Assigned task |
Repeat the entries beneath in their entirety, precisely as given.

[Dataset entries]
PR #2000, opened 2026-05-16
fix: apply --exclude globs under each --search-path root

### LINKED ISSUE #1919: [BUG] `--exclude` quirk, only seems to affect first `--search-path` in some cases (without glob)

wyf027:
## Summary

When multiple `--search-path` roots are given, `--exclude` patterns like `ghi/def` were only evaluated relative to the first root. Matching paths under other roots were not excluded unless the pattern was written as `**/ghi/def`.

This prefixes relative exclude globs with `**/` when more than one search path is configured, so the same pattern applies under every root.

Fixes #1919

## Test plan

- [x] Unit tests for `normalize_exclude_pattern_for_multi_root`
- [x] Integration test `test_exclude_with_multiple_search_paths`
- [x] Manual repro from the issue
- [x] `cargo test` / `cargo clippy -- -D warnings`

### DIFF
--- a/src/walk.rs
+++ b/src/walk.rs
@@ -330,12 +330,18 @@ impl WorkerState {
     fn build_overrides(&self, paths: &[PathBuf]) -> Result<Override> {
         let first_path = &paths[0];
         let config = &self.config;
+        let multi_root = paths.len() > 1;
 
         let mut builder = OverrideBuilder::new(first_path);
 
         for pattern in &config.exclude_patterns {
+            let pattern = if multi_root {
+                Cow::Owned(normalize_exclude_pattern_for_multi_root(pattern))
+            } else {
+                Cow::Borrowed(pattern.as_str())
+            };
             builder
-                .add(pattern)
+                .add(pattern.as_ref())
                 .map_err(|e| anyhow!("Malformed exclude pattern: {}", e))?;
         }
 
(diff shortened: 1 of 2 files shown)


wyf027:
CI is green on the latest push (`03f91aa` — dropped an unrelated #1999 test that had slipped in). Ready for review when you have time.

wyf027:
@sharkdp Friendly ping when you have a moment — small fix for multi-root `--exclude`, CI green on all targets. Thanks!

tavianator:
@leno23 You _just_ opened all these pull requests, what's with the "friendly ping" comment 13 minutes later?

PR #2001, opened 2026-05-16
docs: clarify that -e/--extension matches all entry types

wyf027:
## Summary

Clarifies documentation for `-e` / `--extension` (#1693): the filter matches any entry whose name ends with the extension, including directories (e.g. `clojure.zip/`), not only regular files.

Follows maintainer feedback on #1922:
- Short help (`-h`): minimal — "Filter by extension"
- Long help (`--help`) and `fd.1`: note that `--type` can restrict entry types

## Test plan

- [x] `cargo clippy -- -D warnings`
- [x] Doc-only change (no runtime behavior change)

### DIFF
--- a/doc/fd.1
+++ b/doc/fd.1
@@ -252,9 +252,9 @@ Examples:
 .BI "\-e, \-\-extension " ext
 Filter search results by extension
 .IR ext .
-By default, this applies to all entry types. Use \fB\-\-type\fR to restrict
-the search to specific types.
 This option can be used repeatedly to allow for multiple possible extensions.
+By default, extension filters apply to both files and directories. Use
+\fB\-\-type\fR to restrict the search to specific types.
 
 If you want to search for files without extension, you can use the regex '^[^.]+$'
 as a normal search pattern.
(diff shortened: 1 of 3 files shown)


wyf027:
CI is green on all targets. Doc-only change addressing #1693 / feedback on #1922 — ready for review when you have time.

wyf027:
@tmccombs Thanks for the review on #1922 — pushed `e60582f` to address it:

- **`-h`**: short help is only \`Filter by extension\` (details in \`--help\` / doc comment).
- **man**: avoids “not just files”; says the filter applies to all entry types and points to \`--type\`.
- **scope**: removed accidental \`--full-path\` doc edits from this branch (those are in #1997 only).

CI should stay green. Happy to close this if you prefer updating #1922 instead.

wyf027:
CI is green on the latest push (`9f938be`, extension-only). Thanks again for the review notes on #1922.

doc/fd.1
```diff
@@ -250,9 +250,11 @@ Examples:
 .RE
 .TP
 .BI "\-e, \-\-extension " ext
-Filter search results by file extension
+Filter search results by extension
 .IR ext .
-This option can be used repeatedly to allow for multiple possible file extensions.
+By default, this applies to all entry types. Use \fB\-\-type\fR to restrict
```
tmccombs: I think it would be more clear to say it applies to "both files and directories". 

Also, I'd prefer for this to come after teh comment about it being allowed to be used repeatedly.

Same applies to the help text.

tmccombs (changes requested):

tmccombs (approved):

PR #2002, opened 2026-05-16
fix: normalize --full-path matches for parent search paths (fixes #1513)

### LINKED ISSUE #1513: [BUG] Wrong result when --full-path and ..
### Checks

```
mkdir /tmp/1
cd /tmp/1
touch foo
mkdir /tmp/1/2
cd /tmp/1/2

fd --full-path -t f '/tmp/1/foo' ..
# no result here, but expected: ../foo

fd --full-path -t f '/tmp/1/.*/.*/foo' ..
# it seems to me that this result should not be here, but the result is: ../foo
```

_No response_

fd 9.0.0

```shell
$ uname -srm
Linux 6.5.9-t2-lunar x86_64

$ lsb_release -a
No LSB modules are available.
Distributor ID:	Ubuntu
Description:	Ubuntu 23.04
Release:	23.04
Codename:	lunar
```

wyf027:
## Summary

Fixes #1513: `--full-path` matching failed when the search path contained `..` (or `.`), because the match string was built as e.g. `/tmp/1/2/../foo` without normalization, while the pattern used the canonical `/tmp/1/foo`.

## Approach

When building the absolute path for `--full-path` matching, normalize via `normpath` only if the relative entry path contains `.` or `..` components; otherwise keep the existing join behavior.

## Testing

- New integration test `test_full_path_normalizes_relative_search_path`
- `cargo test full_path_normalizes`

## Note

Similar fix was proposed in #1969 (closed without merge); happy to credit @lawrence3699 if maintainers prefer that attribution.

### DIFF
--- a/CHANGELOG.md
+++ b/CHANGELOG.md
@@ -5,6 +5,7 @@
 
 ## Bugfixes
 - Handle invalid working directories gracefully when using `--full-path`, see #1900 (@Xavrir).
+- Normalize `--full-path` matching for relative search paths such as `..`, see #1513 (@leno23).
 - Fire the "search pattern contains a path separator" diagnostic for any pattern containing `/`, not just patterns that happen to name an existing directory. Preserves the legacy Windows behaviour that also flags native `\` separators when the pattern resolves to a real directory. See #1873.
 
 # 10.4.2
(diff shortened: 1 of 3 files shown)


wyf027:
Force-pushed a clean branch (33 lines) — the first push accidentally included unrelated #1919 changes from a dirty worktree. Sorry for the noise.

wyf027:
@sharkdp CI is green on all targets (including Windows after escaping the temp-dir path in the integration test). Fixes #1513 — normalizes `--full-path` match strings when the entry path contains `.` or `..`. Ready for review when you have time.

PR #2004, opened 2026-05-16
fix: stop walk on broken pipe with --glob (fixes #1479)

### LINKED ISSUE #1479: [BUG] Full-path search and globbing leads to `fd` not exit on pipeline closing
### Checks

Answer area |
PR #2000, opened 2026-05-16
fix: apply --exclude globs under each --search-path root

### LINKED ISSUE #1919: [BUG] `--exclude` quirk, only seems to affect first `--search-path` in some cases (without glob)

wyf027:
## Summary

When multiple `--search-path` roots are given, `--exclude` patterns like `ghi/def` were only evaluated relative to the first root. Matching paths under other roots were not excluded unless the pattern was written as `**/ghi/def`.

This prefixes relative exclude globs with `**/` when more than one search path is configured, so the same pattern applies under every root.

Fixes #1919

## Test plan

- [x] Unit tests for `normalize_exclude_pattern_for_multi_root`
- [x] Integration test `test_exclude_with_multiple_search_paths`
- [x] Manual repro from the issue
- [x] `cargo test` / `cargo clippy -- -D warnings`

### DIFF
--- a/src/walk.rs
+++ b/src/walk.rs
@@ -330,12 +330,18 @@ impl WorkerState {
     fn build_overrides(&self, paths: &[PathBuf]) -> Result<Override> {
         let first_path = &paths[0];
         let config = &self.config;
+        let multi_root = paths.len() > 1;
 
         let mut builder = OverrideBuilder::new(first_path);
 
         for pattern in &config.exclude_patterns {
+            let pattern = if multi_root {
+                Cow::Owned(normalize_exclude_pattern_for_multi_root(pattern))
+            } else {
+                Cow::Borrowed(pattern.as_str())
+            };
             builder
-                .add(pattern)
+                .add(pattern.as_ref())
                 .map_err(|e| anyhow!("Malformed exclude pattern: {}", e))?;
         }
 
(diff shortened: 1 of 2 files shown)


wyf027:
CI is green on the latest push (`03f91aa` — dropped an unrelated #1999 test that had slipped in). Ready for review when you have time.

wyf027:
@sharkdp Friendly ping when you have a moment — small fix for multi-root `--exclude`, CI green on all targets. Thanks!

tavianator:
@leno23 You _just_ opened all these pull requests, what's with the "friendly ping" comment 13 minutes later?

PR #2001, opened 2026-05-16
docs: clarify that -e/--extension matches all entry types

wyf027:
## Summary

Clarifies documentation for `-e` / `--extension` (#1693): the filter matches any entry whose name ends with the extension, including directories (e.g. `clojure.zip/`), not only regular files.

Follows maintainer feedback on #1922:
- Short help (`-h`): minimal — "Filter by extension"
- Long help (`--help`) and `fd.1`: note that `--type` can restrict entry types

## Test plan

- [x] `cargo clippy -- -D warnings`
- [x] Doc-only change (no runtime behavior change)

### DIFF
--- a/doc/fd.1
+++ b/doc/fd.1
@@ -252,9 +252,9 @@ Examples:
 .BI "\-e, \-\-extension " ext
 Filter search results by extension
 .IR ext .
-By default, this applies to all entry types. Use \fB\-\-type\fR to restrict
-the search to specific types.
 This option can be used repeatedly to allow for multiple possible extensions.
+By default, extension filters apply to both files and directories. Use
+\fB\-\-type\fR to restrict the search to specific types.
 
 If you want to search for files without extension, you can use the regex '^[^.]+$'
 as a normal search pattern.
(diff shortened: 1 of 3 files shown)


wyf027:
CI is green on all targets. Doc-only change addressing #1693 / feedback on #1922 — ready for review when you have time.

wyf027:
@tmccombs Thanks for the review on #1922 — pushed `e60582f` to address it:

- **`-h`**: short help is only \`Filter by extension\` (details in \`--help\` / doc comment).
- **man**: avoids “not just files”; says the filter applies to all entry types and points to \`--type\`.
- **scope**: removed accidental \`--full-path\` doc edits from this branch (those are in #1997 only).

CI should stay green. Happy to close this if you prefer updating #1922 instead.

wyf027:
CI is green on the latest push (`9f938be`, extension-only). Thanks again for the review notes on #1922.

doc/fd.1
```diff
@@ -250,9 +250,11 @@ Examples:
 .RE
 .TP
 .BI "\-e, \-\-extension " ext
-Filter search results by file extension
+Filter search results by extension
 .IR ext .
-This option can be used repeatedly to allow for multiple possible file extensions.
+By default, this applies to all entry types. Use \fB\-\-type\fR to restrict
```
tmccombs: I think it would be more clear to say it applies to "both files and directories". 

Also, I'd prefer for this to come after teh comment about it being allowed to be used repeatedly.

Same applies to the help text.

tmccombs (changes requested):

tmccombs (approved):

PR #2002, opened 2026-05-16
fix: normalize --full-path matches for parent search paths (fixes #1513)

### LINKED ISSUE #1513: [BUG] Wrong result when --full-path and ..
### Checks

```
mkdir /tmp/1
cd /tmp/1
touch foo
mkdir /tmp/1/2
cd /tmp/1/2

fd --full-path -t f '/tmp/1/foo' ..
# no result here, but expected: ../foo

fd --full-path -t f '/tmp/1/.*/.*/foo' ..
# it seems to me that this result should not be here, but the result is: ../foo
```

_No response_

fd 9.0.0

```shell
$ uname -srm
Linux 6.5.9-t2-lunar x86_64

$ lsb_release -a
No LSB modules are available.
Distributor ID:	Ubuntu
Description:	Ubuntu 23.04
Release:	23.04
Codename:	lunar
```

wyf027:
## Summary

Fixes #1513: `--full-path` matching failed when the search path contained `..` (or `.`), because the match string was built as e.g. `/tmp/1/2/../foo` without normalization, while the pattern used the canonical `/tmp/1/foo`.

## Approach

When building the absolute path for `--full-path` matching, normalize via `normpath` only if the relative entry path contains `.` or `..` components; otherwise keep the existing join behavior.

## Testing

- New integration test `test_full_path_normalizes_relative_search_path`
- `cargo test full_path_normalizes`

## Note

Similar fix was proposed in #1969 (closed without merge); happy to credit @lawrence3699 if maintainers prefer that attribution.

### DIFF
--- a/CHANGELOG.md
+++ b/CHANGELOG.md
@@ -5,6 +5,7 @@
 
 ## Bugfixes
 - Handle invalid working directories gracefully when using `--full-path`, see #1900 (@Xavrir).
+- Normalize `--full-path` matching for relative search paths such as `..`, see #1513 (@leno23).
 - Fire the "search pattern contains a path separator" diagnostic for any pattern containing `/`, not just patterns that happen to name an existing directory. Preserves the legacy Windows behaviour that also flags native `\` separators when the pattern resolves to a real directory. See #1873.
 
 # 10.4.2
(diff shortened: 1 of 3 files shown)


wyf027:
Force-pushed a clean branch (33 lines) — the first push accidentally included unrelated #1919 changes from a dirty worktree. Sorry for the noise.

wyf027:
@sharkdp CI is green on all targets (including Windows after escaping the temp-dir path in the integration test). Fixes #1513 — normalizes `--full-path` match strings when the entry path contains `.` or `..`. Ready for review when you have time.

PR #2004, opened 2026-05-16
fix: stop walk on broken pipe with --glob (fixes #1479)

### LINKED ISSUE #1479: [BUG] Full-path search and globbing leads to `fd` not exit on pipeline closing
### Checks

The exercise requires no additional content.